PR #672, opened 2011-12-23
setting name via config array

janschoenherr:
Hi,

it would be nice to set the name via config. Otherwise the default template search path might be wrong.

Regards

### DIFF
--- a/libraries/joomla/application/component/view.php
+++ b/libraries/joomla/application/component/view.php
@@ -221,7 +221,7 @@ class JView extends JObject
 		{
 			if (array_key_exists('name', $config))
 			{
-				$this->_name = $config['name'];
+				$this->_name = $this->name = $config['name'];
 			}
 			else
 			{


chdemko:
Could you propose a solution that include the test on empty($this->_name) ? ie:

```
    if (empty($this->_name))
    {
        if (array_key_exists('name', $config))
        {
            $this->_name = $this->name = $config['name'];
        }
        else
        {
            $this->_name = $this->getName();
        }
    }
    else
    {
        $this->name = $this->_name;
    }
```

janschoenherr:
Shouldn't it always be empty? It's in the constructor.

chdemko:
It could have been set in the declaration of the class

realityking:
The actual issue is that $this->name has been introduced without wiring it up.

Is _name supposed to be private or protected? Either way we should use it the way we want to use it in the long term and use __set() and __get() for b/c for 2.5.

elkuku:
Trying to implement a `__get()` method in JView I get a
`Notice: Indirect modification of overloaded property has no effect`
followed by a
`Fatal error: Cannot assign by reference to overloaded object`
both from JView::asignRef() that also does a check if the first character is a `_` :(

Looking at $name and $_name, turns out that both are in use but $name has never been declared:

``` php
<?php
class JView extends JObject
{
    public function __construct($config = array())
    {
        // Set the view name
        if (empty($this->_name))
        {
            if (array_key_exists('name', $config))
            {
                $this->_name = $config['name'];
            }
            else
            {
                $this->_name = $this->getName();
            }
        }
...
    }

    public function getName()
    {
        if (empty($this->name))
        {
            $r = null;
            if (!preg_match('/View((view)*(.*(view)?.*))$/i', get_class($this), $r))
            {
                JError::raiseError(500, JText::_('JLIB_APPLICATION_ERROR_VIEW_GET_NAME'));
            }
            if (strpos($r[3], "view"))
            {
                JError::raiseWarning('SOME_ERROR_CODE', JText::_('JLIB_APPLICATION_ERROR_VIEW_GET_NAME_SUBSTRING'));
            }
            $this->name = strtolower($r[3]);
        }

        return $this->name;
    }

}
```

So there is definitely something more here.

@janschoenherr Could you give an example of

> ...the default template search path might be wrong

?

janschoenherr:
@elkuku sure:

If I create an instance of a subclass of JView

`class FooView extends JView {`

and pass the constructor an array with the name

`new FooView(array('name' => 'bar'))`

the constructor of JView sets 

`$this->_name = 'bar'`

then continues to

`$this->_setPath('template', $this->_basePath . '/views/' . $this->getName() . '/tmpl');`

and here it calls 

`$this->getName()`

this returns empty, because $this->name is not set yet and the name is not being retrieved from the class name.

You'll end up with something like

`$this->_setPath('template', $this->_basePath . '/views//tmpl');`

but expect something like

`$this->_setPath('template', $this->_basePath . '/views/bar/tmpl');`

realityking:
This has been fixed in #1144 in a different way. Thanks for contributing!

· · ·

Action item
All of the records above are to be printed again exactly as they appear.

Output for this exercise
PR #672, opened 2011-12-23
setting name via config array

janschoenherr:
Hi,

it would be nice to set the name via config. Otherwise the default template search path might be wrong.

Regards

### DIFF
--- a/libraries/joomla/application/component/view.php
+++ b/libraries/joomla/application/component/view.php
@@ -221,7 +221,7 @@ class JView extends JObject
 		{
 			if (array_key_exists('name', $config))
 			{
-				$this->_name = $config['name'];
+				$this->_name = $this->name = $config['name'];
 			}
 			else
 			{


chdemko:
Could you propose a solution that include the test on empty($this->_name) ? ie:

```
    if (empty($this->_name))
    {
        if (array_key_exists('name', $config))
        {
            $this->_name = $this->name = $config['name'];
        }
        else
        {
            $this->_name = $this->getName();
        }
    }
    else
    {
        $this->name = $this->_name;
    }
```

janschoenherr:
Shouldn't it always be empty? It's in the constructor.

chdemko:
It could have been set in the declaration of the class

realityking:
The actual issue is that $this->name has been introduced without wiring it up.

Is _name supposed to be private or protected? Either way we should use it the way we want to use it in the long term and use __set() and __get() for b/c for 2.5.

elkuku:
Trying to implement a `__get()` method in JView I get a
`Notice: Indirect modification of overloaded property has no effect`
followed by a
`Fatal error: Cannot assign by reference to overloaded object`
both from JView::asignRef() that also does a check if the first character is a `_` :(

Looking at $name and $_name, turns out that both are in use but $name has never been declared:

``` php
<?php
class JView extends JObject
{
    public function __construct($config = array())
    {
        // Set the view name
        if (empty($this->_name))
        {
            if (array_key_exists('name', $config))
            {
                $this->_name = $config['name'];
            }
            else
            {
                $this->_name = $this->getName();
            }
        }
...
    }

    public function getName()
    {
        if (empty($this->name))
        {
            $r = null;
            if (!preg_match('/View((view)*(.*(view)?.*))$/i', get_class($this), $r))
            {
                JError::raiseError(500, JText::_('JLIB_APPLICATION_ERROR_VIEW_GET_NAME'));
            }
            if (strpos($r[3], "view"))
            {
                JError::raiseWarning('SOME_ERROR_CODE', JText::_('JLIB_APPLICATION_ERROR_VIEW_GET_NAME_SUBSTRING'));
            }
            $this->name = strtolower($r[3]);
        }

        return $this->name;
    }

}
```

So there is definitely something more here.

@janschoenherr Could you give an example of

> ...the default template search path might be wrong

?

janschoenherr:
@elkuku sure:

If I create an instance of a subclass of JView

`class FooView extends JView {`

and pass the constructor an array with the name

`new FooView(array('name' => 'bar'))`

the constructor of JView sets 

`$this->_name = 'bar'`

then continues to

`$this->_setPath('template', $this->_basePath . '/views/' . $this->getName() . '/tmpl');`

and here it calls 

`$this->getName()`

this returns empty, because $this->name is not set yet and the name is not being retrieved from the class name.

You'll end up with something like

`$this->_setPath('template', $this->_basePath . '/views//tmpl');`

but expect something like

`$this->_setPath('template', $this->_basePath . '/views/bar/tmpl');`

realityking:
This has been fixed in #1144 in a different way. Thanks for contributing!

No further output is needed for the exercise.